Discussion in 'Workplace dilemmas' started by afewgoodmen, Jan 15, 2012.

  1. I read a lot of posts on here from people who write about being bullied at work via capability proceedings. Not once has anyone ever said they realise teaching hasn't been for them and they are just not that good at the job. As someone who has been on the 'other' end of capability I can assure you that noone I have ever worked with has taken it lightly, that support has been given in copious amounts and that we have always desperately hoped the teacher might get better at being in the classroom- sadly, so far, it hasn't happened. Surely people on here must realise that sometimes teachers are not good at teaching (they're not bad people! just people in the wrong job)?
  2. AlwaysAdaptable

    AlwaysAdaptable New commenter

    Read the retirement and NQT forums and you will find that some teachers have left when they realised they are no longer upto the job or realise they have made a mistake entering the profession. Also how do you explain when a bullied, face doesn't fit teacher takes CA, goes to another school and is outstanding? You say you have given support, could it be that you yourself had preconcieved ideas about the person you supported.? Did you fail that person because the head, deputy head observed the teacher in concern and failed that teacher so you followed because you pulled ranks with your SLT and supported them instead of the teacher.
    I think you might be walking on 'dodgy ground' with such opinion.
  3. Karvol

    Karvol Occasional commenter

    Are you saying that not a single teacher that went on Capability with you ever made it successfully through to the other side?
    Not one?

  4. Some of us have been on the other end as well. I have given hours of support to others including a range of students, an NQT, teachers on support packages and other colleagues as part of my role.
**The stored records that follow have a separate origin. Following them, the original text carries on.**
PR #8460, opened 2022-04-23
feat: Track UI event #8402

### LINKED ISSUE #8402: Track/log UI usage
# Summary

We could add a beacon endpoint that could by the UI to track usage of the UI

```xml
<TrackEvent event='viewNodeSummary'/>
```

This just makes a HTTP request to `/api/v1/collect?t=trackEvent&event=viewNodeSummary`, similar to:

https://developers.google.com/analytics/devguides/collection/protocol/v1/reference

This event could be logged, with the SSO subject/email so Splunk queries could be created and we can speak to users about their experience.

---

momom-i:
Signed-off-by: momom <51011095+momom-i@users.noreply.github.com>

Fixes #8402

I've confirmed the logs  using this `TrackEvent` component, but as I wrote in the issue I'm not sure where to insert it and I've not implemented that part.


alexec:
This looks great! Can I ask for some changes?

I think all API operation IDs must be REST conventional verb+noun So what is our verb+noun? I think it is Collect+Event. Can you change it to `CollectEvent`? That means the request payload should be `CollectEventRequest` rather than `TrackUserInterfaceUsageRequest`, and it should be POST rather than GET. The HTTP URL should match the payload type, so it can we make it `/api/v1/tracking/event`?

Regarding the `Event`, I think we should have type. Google Analytics allows up to 25 arbitrary parameters. I think GRPC can do this with a `map<>`. Could you change that?

I think this should also include a test in argo_server_test.go, just to make sure the endpoint returns 200 OK.

Finally, for the UI, we could track lots of different things, but lets not do that! Instead, how about embedding the tracker in each page in the left hand nagging, workflow list, workflow template list etc. The type could be `openedWorkflowList` etc.

We should test that it works correctly, sometimes React just renders everything at once, so would send tracking events all at once. You can see what happens in your Brower’s the Web Inspector Network view.

If you don’t know this already, you can start the UI by running `make start UI=true`. 

I don’t think we need any feature flag to disable this. It is very low risk, and the data never leaves your company network.

alexec:
Great stuff by the way!

momom-i:
Thank you for your kind instructions!
I'm still working on it, and I think it'll be done tomorrow.
By the way, while trying to run argo-workflows locally, I met the error same as [this issue](https://github.com/mattn/goreman/issues/121) at [this](https://github.com/argoproj/argo-workflows/blob/e368f504307ecbbfa2f228bccfab1f943efaca9d/Makefile#L465).
I bumped up goreman version and it seemed to be fixed. 
If this situation seems to occur in someone's environment, I'd like to create its issue. What do you think? 🤔

alexec:
Looks like we need a new version of goreman, do you want to update the Makefile?

https://github.com/argoproj/argo-workflows/blob/e368f504307ecbbfa2f228bccfab1f943efaca9d/Makefile#L465

ui/src/app/shared/components/track-user-interface-event.tsx
```diff
@@ -0,0 +1,10 @@
+import {services} from '../../shared/services';
+import { EventParam } from '../services/info-service';
+
+export const TrackEvent = ({name}: {name: string}): null => {
```
alexec, line 4: minor - no need to specify null,

alexec (changes requested):

alexec:
Run `yarn --cwd ui lint` to fix UI problems. Run `make pre-commit -B` to fix codegen issues.

.github/workflows/gh-pages.yaml
```diff
@@ -24,7 +24,7 @@ jobs:
       - run: pip install mkdocs==1.2.4 mkdocs_material==8.1.9
       - run: mkdocs build
       - run: make parse-examples
-      - uses: peaceiris/actions-gh-pages@v2.9.0
+      - uses: peaceiris/actions-gh-pages@v3.8.0
```
alexec, line 27: ??

server/info/info_server.go
```diff
@@ -50,6 +53,27 @@ func (i *infoServer) GetVersion(context.Context, *infopkg.GetVersionRequest) (*w
 	return &version, nil
 }
 
+func (i *infoServer) CollectEvent(ctx context.Context, req *infopkg.CollectEventRequest) (*infopkg.CollectEventResponse, error) {
+	if len(req.Param) > 5 {
```
alexec, line 57: 👍

alexec:
Looks good. You should revert the change to gh-pages file. 

Can I check - when you run the UI, do the events get recorded, only when the page is displayed?

ui/src/app/shared/components/track-user-interface-event.tsx
momom-i: https://github.com/argoproj/argo-workflows/runs/6196069776?check_suite_focus=true#step:5:1333
if I remove this, error occurs like this.

pkg/apiclient/info/info.proto
```diff
@@ -42,4 +49,10 @@ service InfoService {
   rpc GetUserInfo(GetUserInfoRequest) returns (GetUserInfoResponse) {
     option (google.api.http).get = "/api/v1/userinfo";
   }
+  rpc CollectEvent(CollectEventRequest) returns (CollectEventResponse) {
+    option (google.api.http) = {
+      post : "/api/v1/tracking/event"
+      body : "*"
```
alexec, line 55: try changing ithis to `body: "`param`"`

.github/workflows/gh-pages.yaml
momom-i: I didn't touch this yaml 🤔  It's a bit weird but I'm reverting it.

pkg/apiclient/info/info.proto
momom-i: I tried it, but it didn't work.
After changing it and generating code from this proto file, I met the error like 
```sh
--grpc-gateway_out: repeated field not allowed in field path: param in param
```
It seems to be related to https://github.com/grpc-ecosystem/grpc-gateway/issues/765 and unfortunately it's still not supported.

alexec: Hmm, my smart idea of using `map<>` is look less smart by the moment.

Lets pivot, go back to your original idea. Lets just have a singe `name` field. We can add other in the future if we want them.

I hope you don't mind my about face.

momom-i:
> Can I check - when you run the UI, do the events get recorded, only when the page is displayed?

Yes it is in my local. I saw sometimes requests were sending 2 or 3 times per page, but they send it only when the page is displayed.

pkg/apiclient/info/info.proto
momom-i: I understand! Thank you very much for your advice :)

alexec:
I think it is important we only send one request per page. I think the page is probably getting re-rendered due to a React key change. I'll investigate.

momom-i:
> I think it is important we only send one request per page. I think the page is probably getting re-rendered due to a React key change. I'll investigate.

Thank you, I'm also trying to find a way to do so.

alexec:
Another, perhaps easier, solution would be to rate limit the track on the client side. I.e. the React component keeps track of the last time it sent an event, and does not send another one, even if asked, for (say) 5s.

alexec:
Those should both work too.

momom-i:
I removed TrackEvent component because it just passes to service function and resends requests.
Now tracking log looks like as follows and is sent only when each page is displayed at the beginning:
```sh
argo-server | time="2022-05-01T03:09:51.503Z" level=info msg="tracking UI usage️️" name=openedWorkflowList
```

ui/src/app/apidocs/components/apiDocs.tsx
```diff
@@ -1,13 +1,20 @@
...
 
-export const ApiDocs = () => (
-    <Page title='Swagger'>
-        <div className='argo-container'>
-            <SwaggerUI url={uiUrl('assets/openapi-spec/swagger.json')} defaultModelExpandDepth={0} />
-        </div>
-    </Page>
-);
+export const ApiDocs = () => {
+    useEffect(() => {
```
alexec, line 10: could we wrap this. func up in, say `useCollectEvent('openedApiDocs');`, if that does not work, then `useEffect(() => collectEvent('openedApiDocs'))`

momom-i: I think we can wrap that where `useEffect` is used, but what should we do where it's used in class like [here](https://github.com/argoproj/argo-workflows/blob/bd1c2baf57083a0c2b35be8c111e0620bec3ad43/ui/src/app/workflows/components/workflows-list/workflows-list.tsx#L126)?
Should we leave them as it is and just wrap it for `useEffect` use case?

alexec: Use both?

momom-i: Ah OK, I'm sorry for the confusion.

alexec (changes requested):
I have one last change request. Can you add tracking to `artifact-panel.tsx`? This is a new feature I'd like to track usage of. When that is done, I will approve and merge.

alexec (approved):

alexec:
LGTM! 🚀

I have been observed and monitored by advisors, advisory teachers and other staff within school and I have several very good Ofsted reports under my belt. At one point I was visited nine times in a week and got feedback in my little brown envelope and not one was unsatisfactory or lacking in any way. I know that I have always challenged myself to improve,as I continued to do during the four week fast track I was subject to.
    I know that when I was put on informal capability my children were achieving well, my classroom was stimulating and my curriculum exciting. I was still fulfilling my role as a Senior member of staff and with the full responsibility of several subject leader roles, as is often the case in small schools. When I questioned this I was told that as a teacher on UPS3 I was expected to continue in these roles. I was put in a position of extreme stress, I was ill and I was monitored in an unrealistic and unfair way, On two occasions I was not even in school and I received unfavourable monitoring reports which I had no opportunity to challenge or discuss. The time-table for four weeks of fast track was unachievable, in one of the weeks I was actually teaching for only one complete day due to courses, meetings and visits. I was told by the monitor that my assessment was really quite good and then by my professional supporter that it would still be graded as was unsatisfactory. My on line assessment was also being tampered with and nobody was willing to investigate it. Assessment was always considered one of my strength.
    Perhaps my teaching was not as good as it usually was, but by the last week of the fast track,I was really ill and I was still putting in 100%. I also believe that the school used my monitoring reports to show Ofsted that they were monitoring rigorously, among other things.
    I was determined not to give up but at the point when I went off sick I realised that it wasn't fair on the children in my class. I do not believe that I was in the wrong job, I was dedicated hardworking and effective.
  5. I am SLT and I did an awful lot to support two teachers that have been taken through capability. For both of them I taught in their classrooms so they had release time to observe colleagues, I planned and taught a unit of work and team planned and team taught a unit of work. I paid for a coach to come in and meet with them so they could have private coaching and I was a listening ear as often as I could be when they needed. Together we chose CPD for them to go on. One of them, a really nice man who I respected, just didn't have patience with his class - he thought he was being 'funny' with them but his children felt bullied by him and they were. The other was just dreadful at classroom management and had very poor subject knowledge. I liked both these people a great deal and so wanted them to succeed but one took early retirement and one left 'sick' and didn't come back. Neither admitted they just weren't up to it. And they really weren't. This is not the case for EVERY teacher, of course not, but surely SOME of those put on capability aren't capable? Yet eery single response to every post on this forum immediately assumes that SLT are bullies.
  6. Gardening Leaves

    Gardening Leaves New commenter

    What an interesting question (and one timed nicely to act as a good displacement activity from my revision!) :)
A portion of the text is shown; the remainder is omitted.